PR #616, opened 2021-02-03
Single-process simulation using InMemoryClientProxy

danieljanes:


tanertopal:
@danieljanes closing this as we have now the approach with ray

TASK ITEM: The full set of entries has to be duplicated precisely.

TASK ANSWER:
PR #616, opened 2021-02-03
Single-process simulation using InMemoryClientProxy

danieljanes:


tanertopal:
@danieljanes closing this as we have now the approach with ray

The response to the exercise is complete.